### TRY IT
Copy out all lines from the entries below in which "component" occurs.

------------

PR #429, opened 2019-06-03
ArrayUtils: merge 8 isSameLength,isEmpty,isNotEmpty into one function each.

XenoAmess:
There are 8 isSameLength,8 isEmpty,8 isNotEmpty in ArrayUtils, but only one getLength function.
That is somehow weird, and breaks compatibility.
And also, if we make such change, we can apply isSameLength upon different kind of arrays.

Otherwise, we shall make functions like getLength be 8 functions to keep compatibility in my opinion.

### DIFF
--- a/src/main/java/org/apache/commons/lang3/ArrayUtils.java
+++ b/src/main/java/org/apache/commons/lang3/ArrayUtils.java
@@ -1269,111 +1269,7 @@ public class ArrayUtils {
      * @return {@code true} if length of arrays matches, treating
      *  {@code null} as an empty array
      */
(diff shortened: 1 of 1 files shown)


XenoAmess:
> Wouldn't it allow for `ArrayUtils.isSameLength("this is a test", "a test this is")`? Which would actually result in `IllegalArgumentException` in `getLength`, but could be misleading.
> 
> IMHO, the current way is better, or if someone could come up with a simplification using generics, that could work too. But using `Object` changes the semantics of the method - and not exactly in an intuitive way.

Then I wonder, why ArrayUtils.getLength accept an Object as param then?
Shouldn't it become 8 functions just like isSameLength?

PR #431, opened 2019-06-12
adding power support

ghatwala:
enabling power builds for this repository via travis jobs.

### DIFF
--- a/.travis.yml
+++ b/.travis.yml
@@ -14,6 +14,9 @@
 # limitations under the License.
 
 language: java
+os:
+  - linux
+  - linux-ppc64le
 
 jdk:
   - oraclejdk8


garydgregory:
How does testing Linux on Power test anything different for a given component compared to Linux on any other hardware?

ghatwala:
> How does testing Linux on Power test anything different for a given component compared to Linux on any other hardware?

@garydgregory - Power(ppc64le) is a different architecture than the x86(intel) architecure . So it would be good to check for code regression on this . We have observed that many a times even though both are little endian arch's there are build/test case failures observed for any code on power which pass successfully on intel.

------------

### WRITTEN RESPONSE
How does testing Linux on Power test anything different for a given component compared to Linux on any other hardware?
> How does testing Linux on Power test anything different for a given component compared to Linux on any other hardware?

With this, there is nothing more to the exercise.